### Raw data
Issue #351, opened 2026-08-09
deps(rust): shrink the cargo-deny advisory backlog


skyl:
Split out of #340. The `cargo deny` gate landed with the *measured* backlog
written down as individually commented `ignore` entries in `wallet/deny.toml`,
so new advisories fail CI. This issue is the work of shrinking that list.

Baseline on the day the gate landed: **36 findings** — 13 vulnerabilities, 1
unsoundness, 18 unmaintained crates, 1 yanked crate. All transitive; none is a
direct dependency of ours.

## Tier 1 — reachable by a plain `cargo update`, do these first

Semver-compatible bumps. Should be one PR whose diff is three lockfiles.

| Advisory | Crate | Current | Fixed in |
| --- | --- | --- | --- |
| RUSTSEC-2026-0049 | rustls-webpki | 0.103.9 | 0.103.13 (also clears -0098/-0099/-0104 for the 0.103 line) |
| RUSTSEC-2026-0009 | time | 0.3.37 | 0.3.47 |
| RUSTSEC-2026-0204 | crossbeam-epoch | 0.9.18 | 0.9.20 |
| RUSTSEC-2026-0097 | rand | 0.8.5 | 0.8.6 |

Delete the matching entries from `wallet/deny.toml` in the same PR — the gate
then proves the fix is real.

## Tier 2 — needs an intermediate crate to move

- **`aws-lc-sys` 0.37.1 — five vulnerabilities** (RUSTSEC-2026-0044 … -0048),
  two of them requiring 0.39.0. For a `0.x` crate that is a semver-major bump,
  so `cargo update` cannot reach it: `aws-lc-rs` 1.15.4 has to widen its
  requirement first. This is the highest-value item on the list — it sits under
  the rustls/tonic stack the wallet uses to reach lightwalletd. Track
  aws-lc-rs upstream and bump as soon as it allows 0.39.
- **`rustls-webpki` 0.101.7 — RUSTSEC-2026-0098/-0099/-0104.** The 0.101 line has
  **no fixed release at all**; the fix line starts at 0.103.12. Clearing this
  means finding whatever still pulls `rustls 0.21` and getting it onto 0.23, not
  bumping a version. Start with `cargo tree -i rustls@0.21` on each lockfile.
- **`quick-xml` 0.38.4 — RUSTSEC-2026-0194/-0195.** Fixed in 0.41.0, a
  semver-major bump owned by the Tauri bundler chain. Build-time XML only, so
[...]

PR #353, opened 2026-08-09
chore(rust): bump toolchain 1.88.0 -> 1.97.1

### LINKED ISSUE #338: Rust toolchain: single source of truth for the version pin, plus a bump policy

skyl:
Closes #338.

PR #347 built the machinery — one source of truth plus a drift check. This is the other half of the issue: the bump itself.

## The jump

`1.88.0` (June 2025) → **`1.97.1`** (2026-07-14, `8bab26f4f`) — **nine stable releases, ~14 months**, across the librustzcash graph and Tauri. Verified as current stable against `https://static.rust-lang.org/dist/channel-rust-stable.toml`.

One decision (`channel` in `wallet/rust-toolchain.toml`), then mechanical follow-through. Every file below was **named by `scripts/check-rust-toolchain.sh`**, with line numbers — nothing was found by grepping around.

| File | What moved |
|---|---|
| `wallet/rust-toolchain.toml` | `channel` — **the only decision** |
| `wallet/zuuli/src-tauri/Cargo.toml` | `rust-version` `1.88` → `1.97` |
| `wallet/zuuallet/src-tauri/Cargo.toml` | `rust-version` `1.88` → `1.97` |
| `wallet/plugins/tauri-plugin-zcash/Cargo.toml` | `rust-version` `1.88` → `1.97` |
| `.github/workflows/zuuli-packaging.yml` | `ZUULI_RUST_VERSION` + **3 commit-pinned action SHAs** |
| `.github/workflows/zuuli-release.yml` | `ZUULI_RUST_VERSION` + **4 commit-pinned action SHAs** |
| `.github/workflows/zuuallet.yml` | `dtolnay/rust-toolchain@1.88.0` → `@1.97.1` (version-branch ref) |
| `wallet/zuuallet/README.md` | prerequisite line |
| `wallet/plugins/tauri-plugin-zcash/README.md` | two `cargo +<ver>` lines + MSRV |
| `wallet/plugins/tauri-plugin-zcash/CLAUDE.md` | MSRV prose |
| `wallet/zuuli/docs/releasing.md` | release-train pin |
| `AGENTS.md` | cadence section — proposal → adopted policy |
| `wallet/zuuli/scripts/release-identity.mjs` | a **twelfth** restatement the drift check did not know about — see below |

`scripts/check-rust-toolchain.sh` passes, and `--self-test` still catches all 7 drift cases.

## The SHA swap — the part that silently doesn't work if you skip it

`dtolnay/rust-toolchain`'s **version branches hardcode the compiler and declare no `toolchain` input at all**. The commit-pinned SHA *is* the version pin; the `toolchain:` value beside it is inert and ignored. Updating only the `# 1.88.0` comments would have left CI building on 1.88.0 while every comment claimed 1.97.1 — surfacing first in a protected store release, at the `rustc --version | grep -F "rustc $ZUULI_RUST_VERSION "` step.

So all 7 pinned refs moved:

`2eae45db285e407f22119950686d47e1101e071b` → **`032958afbdc797a9164d3bc0b56325c1308924a5`**

Proof the new SHA installs 1.97.1:

```console
$ gh api "repos/dtolnay/rust-toolchain/contents/action.yml?ref=032958afbdc797a9164d3bc0b56325c1308924a5" \
    -q .content | base64 -d | grep -A2 "^      env:"
      env:
        toolchain: 1.97.1
      shell: bash
```

That SHA is the head of the upstream `1.97.1` branch (`refs/heads/1.97.1`). Its `inputs:` block declares only `targets`, `target`, and `components` — confirming the version branch takes no `toolchain` input, exactly as the doctrine in `AGENTS.md` describes. (`@stable`, used by the required gate, *does* declare `toolchain`, which is why the gate can feed it `--print-channel` and hold no literal.)

CI confirms it end to end. The Android packaging job installed, from the commit-pinned action:

```
1.97.1-x86_64-unknown-linux-gnu installed - rustc 1.97.1 (8bab26f4f 2026-07-14)
rustc 1.97.1 (8bab26f4f 2026-07-14)
```

and GitHub emitted exactly the warning the doctrine predicts, proving the adjacent `toolchain:` value is inert:

```
##[warning]Unexpected input(s) 'toolchain', valid inputs are ['targets', 'target', 'components']
```

## MSRV policy consequence — deliberate, not a side effect

The drift check defines each crate's `rust-version` as the two-component MSRV form of the channel, so bumping the channel necessarily raises all three from `1.88` to `1.97`.

That is the intended policy: **we support what we build with.** None of these crates is published to crates.io, so `rust-version` states our build floor rather than a compatibility promise to downstream consumers. `AGENTS.md` now says so explicitly, alongside the cadence, which this PR turns from a proposal into an adopted policy (**stable or stable-minus-one, reviewed quarterly, owner-gated**) — closing the third acceptance criterion of #338.

## Verification

Built and tested locally on `1.97.1-x86_64-apple-darwin` (`rustc 1.97.1 (8bab26f4f 2026-07-14)`), with `--locked` throughout and `z/zcash/librustzcash` initialised:

- `cargo +1.97.1 test --locked --all-targets` — `wallet/plugins/tauri-plugin-zcash`
- `cargo +1.97.1 build --locked` — `wallet/zuuli/src-tauri`
- `cargo +1.97.1 build --locked` — `wallet/zuuallet/src-tauri`

| Crate | Result |
|---|---|
| `wallet/plugins/tauri-plugin-zcash` | `cargo test --locked --all-targets` — **94 passed, 0 failed** (exit 0) |
| `wallet/zuuli/src-tauri` | `cargo build --locked` — clean in 35m40s; `cargo test --locked` — **12 passed, 0 failed** |
| `wallet/zuuallet/src-tauri` | `cargo build --locked` — clean in 34m15s |

**No source changes were needed.** Nine versions' worth of new and promoted lints — `unsafe_op_in_unsafe_fn`, stricter trait resolution, the usual churn — produced nothing that broke us. `tauri-plugin-zcash` was already edition 2024.

**No `Cargo.lock` changed.** `--locked` held across all three graphs, on cold rebuilds from scratch. Consequently the 32 advisory ignores in `wallet/deny.toml` are untouched and `Rust / supply chain` passes unchanged — nothing from #351 was disturbed.

**`cargo fmt` produced zero changes.** This is the surprising one and worth recording. `scripts/check-rust-fmt.sh` exists precisely because rustfmt's output is not stable across compiler versions, so the expectation going in was a reformat pass. Across nine releases, rustfmt 1.97.1 agrees with rustfmt 1.88.0 on every crate under `wallet/` — verified locally (`RUSTUP_TOOLCHAIN=1.97.1 scripts/check-rust-fmt.sh`) and confirmed green by the `Rust / formatting` job. **There is no reformat commit in this PR because there was nothing to reformat.**

The one thing that did break is below.

## A twelfth restatement the drift check did not know about

The first CI run failed **all five packaging jobs** — including `Release identity`, which finishes in 18 seconds and compiles no Rust:

```
ZUULI release identity is inconsistent:
- Rust toolchain: expected "1.88.0", got "1.97.1"
```

`wallet/zuuli/scripts/release-identity.mjs` reads `wallet/rust-toolchain.toml` and asserts the channel equals a hardcoded literal, so the release train fails closed if the source of truth is edited silently. That is a genuinely useful assertion — its whole job is to disagree with the file — but it was the one restatement `scripts/check-rust-toolchain.sh` had never been taught about. The drift check passed locally, and the bump still broke every installable artifact.

Second commit fixes both halves: the literal moves to `1.97.1`, **and the file joins `DOC_PINS`** so the next bump is named by the drift check like everything else rather than discovered 18 seconds into the packaging matrix. `--self-test` still catches all 7 cases.

This is the acceptance criterion of #338 working as intended, one restatement late.

A local macOS build is not the last word — per `AGENTS.md`, feature unification and platform-gating only show up in a clean Linux build. CI is the real gate.

## Device testing

`wallet/rust-toolchain.toml` is in the path filter of `zuuli-packaging.yml`, so the full packaging matrix runs on this PR and produces installable artifacts:

**All four built green on 1.97.1.** Download from the [`ZUULI / packaging smoke` run](https://github.com/free2z/zuu/actions/runs/31294684142) → **Artifacts** (retained until 2026-08-23):

| Artifact | Job | Time | Size |
|---|---|---|---|
| `zuuli-android-unsigned-7c44a24` | Android / unsigned AAB | 12m30s | 17.1 MB |
| `zuuli-ios-unsigned-7c44a24` | iOS / unsigned target app | 10m14s | 12.5 MB |
| `zuuli-Linux-unsigned-7c44a24` | Desktop / Linux packages | 11m49s | 119.8 MB |
| `zuuli-macOS-unsigned-7c44a24` | Desktop / macOS universal app | 19m3s | 55.7 MB |

Each packaging job runs `rustc --version | grep -F "rustc $ZUULI_RUST_VERSION "` **before** building — those four steps are the running proof that the SHA swap took effect rather than being cosmetic, and all four passed.

## Full CI result

Every check green, including the required `gate`:

- **Gate:** `gate`, `changes`, `Rust / shared plugin` (10m8s), `Rust / ZUULI backend` (12m39s), `Rust / formatting`, `Rust / supply chain`, `frontend`
- **Packaging:** `Release identity`, Android, iOS, Desktop Linux, Desktop macOS — the four installable targets
- **Zuuallet:** `rust` (19m5s), `fmt`, `deny`, `frontend`, `custody / macos-latest`, `custody / windows-latest` (19m15s)

Windows and macOS custody adapters — the platform-specific Keychain and Credential Manager code that only compiles on its native host — both build on 1.97.1.

## Scope

Version bump only, plus the drift-check coverage gap the bump exposed. The `changes` path filters and the `gate` job's `needs:`/`results` logic are untouched, as is `wallet/deny.toml`.

Rebased onto `main` after #349 (`cargo fmt`), #352 (`cargo-deny`), and #344 landed; the `publish = false` addition from #352 is preserved alongside the new `rust-version` in all three manifests.

### DIFF
--- a/.github/workflows/zuuallet.yml
+++ b/.github/workflows/zuuallet.yml
@@ -208,7 +208,7 @@ jobs:
       # `uses:` cannot take an expression, so this version-branch ref restates
       # wallet/rust-toolchain.toml; scripts/check-rust-toolchain.sh holds it to
       # the source of truth.
-      - uses: dtolnay/rust-toolchain@1.88.0
+      - uses: dtolnay/rust-toolchain@1.97.1
 
       - uses: Swatinem/rust-cache@v2
         with:
--- a/.github/workflows/zuuli-packaging.yml
+++ b/.github/workflows/zuuli-packaging.yml
@@ -49,7 +49,7 @@ env:
   # Restates wallet/rust-toolchain.toml because GitHub cannot compute a
   # workflow-level `env:` from a file. scripts/check-rust-toolchain.sh fails
   # the pull request if this ever stops matching the source of truth.
-  ZUULI_RUST_VERSION: "1.88.0"
+  ZUULI_RUST_VERSION: "1.97.1"
   ZUULI_JAVA_VERSION: "21.0.12"
   ZUULI_XCODE_VERSION: "26.6"
   ZUULI_ANDROID_NDK_VERSION: "27.0.12077973"
@@ -118,7 +118,7 @@ jobs:
       # comment is its only readable record. Bumping the toolchain means moving
       # the SHA to the new version branch and updating the comment with it;
       # scripts/check-rust-toolchain.sh fails the pull request otherwise.
-      - uses: dtolnay/rust-toolchain@2eae45db285e407f22119950686d47e1101e071b # 1.88.0
+      - uses: dtolnay/rust-toolchain@032958afbdc797a9164d3bc0b56325c1308924a5 # 1.97.1
         with:
           toolchain: ${{ env.ZUULI_RUST_VERSION }}
           targets: ${{ github.event_name == 'pull_request' && 'aarch64-linux-android' || 'aarch64-linux-android,armv7-linux-androideabi,i686-linux-android,x86_64-linux-android' }}
@@ -212,7 +212,7 @@ jobs:
           node-version: "24.18.0"
           cache: npm
           cache-dependency-path: wallet/zuuli/package-lock.json
-      - uses: dtolnay/rust-toolchain@2eae45db285e407f22119950686d47e1101e071b # 1.88.0
+      - uses: dtolnay/rust-toolchain@032958afbdc797a9164d3bc0b56325c1308924a5 # 1.97.1
         with:
           toolchain: ${{ env.ZUULI_RUST_VERSION }}
           targets: aarch64-apple-ios
@@ -311,7 +311,7 @@ jobs:
           node-version: "24.18.0"
           cache: npm
           cache-dependency-path: wallet/zuuli/package-lock.json
-      - uses: dtolnay/rust-toolchain@2eae45db285e407f22119950686d47e1101e071b # 1.88.0
+      - uses: dtolnay/rust-toolchain@032958afbdc797a9164d3bc0b56325c1308924a5 # 1.97.1
         with:
           toolchain: ${{ env.ZUULI_RUST_VERSION }}
       - name: Install macOS universal Rust targets
--- a/.github/workflows/zuuli-release.yml
+++ b/.github/workflows/zuuli-release.yml
@@ -42,7 +42,7 @@ env:
   # Restates wallet/rust-toolchain.toml because GitHub cannot compute a
   # workflow-level `env:` from a file. scripts/check-rust-toolchain.sh fails
   # the pull request if this ever stops matching the source of truth.
-  ZUULI_RUST_VERSION: "1.88.0"
+  ZUULI_RUST_VERSION: "1.97.1"
   ZUULI_JAVA_VERSION: "21.0.12"
   ZUULI_XCODE_VERSION: "26.6"
   ZUULI_ANDROID_NDK_VERSION: "27.0.12077973"
@@ -218,7 +218,7 @@ jobs:
       # comment is its only readable record. Bumping the toolchain means moving
       # the SHA to the new version branch and updating the comment with it;
       # scripts/check-rust-toolchain.sh fails the pull request otherwise.
-      - uses: dtolnay/rust-toolchain@2eae45db285e407f22119950686d47e1101e071b # 1.88.0
+      - uses: dtolnay/rust-toolchain@032958afbdc797a9164d3bc0b56325c1308924a5 # 1.97.1
         with:
           toolchain: ${{ env.ZUULI_RUST_VERSION }}
           targets: aarch64-linux-android,armv7-linux-androideabi,i686-linux-android,x86_64-linux-android
@@ -365,7 +365,7 @@ jobs:
       - uses: actions/setup-node@820762786026740c76f36085b0efc47a31fe5020 # v7
         with:
           node-version: "24.18.0"
-      - uses: dtolnay/rust-toolchain@2eae45db285e407f22119950686d47e1101e071b # 1.88.0
+      - uses: dtolnay/rust-toolchain@032958afbdc797a9164d3bc0b56325c1308924a5 # 1.97.1
         with:
           toolchain: ${{ env.ZUULI_RUST_VERSION }}
           targets: aarch64-apple-ios
@@ -581,7 +581,7 @@ jobs:
           {
             node-version: "24.18.0",
           }
-      - uses: dtolnay/rust-toolchain@2eae45db285e407f22119950686d47e1101e071b # 1.88.0
+      - uses: dtolnay/rust-toolchain@032958afbdc797a9164d3bc0b56325c1308924a5 # 1.97.1
         with: { toolchain: "${{ env.ZUULI_RUST_VERSION }}" }
       - name: Install package dependencies
         run: |
@@ -678,7 +678,7 @@ jobs:
           {
             node-version: "24.18.0",
           }
-      - uses: dtolnay/rust-toolchain@2eae45db285e407f22119950686d47e1101e071b # 1.88.0
+      - uses: dtolnay/rust-toolchain@032958afbdc797a9164d3bc0b56325c1308924a5 # 1.97.1
         with:
           {
             toolchain: "${{ env.ZUULI_RUST_VERSION }}",
--- a/AGENTS.md
+++ b/AGENTS.md
@@ -188,16 +188,20 @@ A bump that touches the source of truth and nothing else **cannot merge** — th
 gate fails. That is the point: the version is one edit plus a mechanical
 follow-through, not an eleven-place archaeology exercise.
 
-### Cadence — proposed, not yet adopted
+### Cadence
 
-The pin is currently `1.88.0`, released June 2025 and roughly fourteen months
-old at the time of writing. Nothing here changes it; the bump is a separate,
-owner-gated decision because it moves every mobile and desktop release target at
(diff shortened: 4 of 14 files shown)


skyl:

Zero failures, zero pending. Required `gate` green, and the **full packaging matrix passed**: Android AAB, iOS, Desktop-Linux, Desktop-macOS, plus `Release identity`.

**Verified independently rather than taken on trust:**

- **The SHA swap is real.** Fetched `032958afbdc797a9164d3bc0b56325c1308924a5`'s `action.yml` — its `env:` block hardcodes `toolchain: 1.97.1`. This was the one step that fails *silently*: updating the adjacent comment while leaving the SHA would have kept building on 1.88.0 with everything still green. The predicted `Unexpected input(s) 'toolchain'` warning appearing in CI is the confirmation that the input is inert and the SHA is the actual pin.
- **Diff scope is pins and docs only** — no `.rs`, no `Cargo.lock`, no `gen/schemas`. A nine-version jump across ~14 months over the librustzcash graph and Tauri, with zero source changes and `--locked` holding on cold rebuilds, is a genuinely good outcome.

**Three findings worth recording:**

1. **The 12th restatement.** `wallet/zuuli/scripts/release-identity.mjs` asserts the channel against a hardcoded literal and the drift check did not know about it — so the check passed locally and then CI failed all five packaging jobs, including an 18-second `Release identity` job that compiles no Rust. Adding it to `DOC_PINS` in the same PR is the right fix: the next bump gets *named* rather than discovered. That is exactly the class of pin #347 was built to eliminate, found the only way it could be.
2. **`cargo fmt` produced zero changes.** I expected a reformat commit — `check-rust-fmt.sh` exists precisely because rustfmt output is not stable across versions. Across nine releases, rustfmt 1.97.1 agrees with 1.88.0 on every crate. Recording the null result is more useful than silence.
3. **`.github/workflows/zuuli.yml` is absent from this diff entirely**, because #347 made the gate *read* the channel from the file. The single source of truth paid for itself on the very next change.

Good judgment leaving the stale `gen/schemas/` drift reverted and out of scope rather than folding an unrelated fix into a version bump. Filing that separately.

### Work order
Beginning with the first line of the entries, repeat each line exactly until you have reproduced the one containing "written down as", and add nothing further.

### Result
Issue #351, opened 2026-08-09
deps(rust): shrink the cargo-deny advisory backlog


skyl:
Split out of #340. The `cargo deny` gate landed with the *measured* backlog
written down as individually commented `ignore` entries in `wallet/deny.toml`,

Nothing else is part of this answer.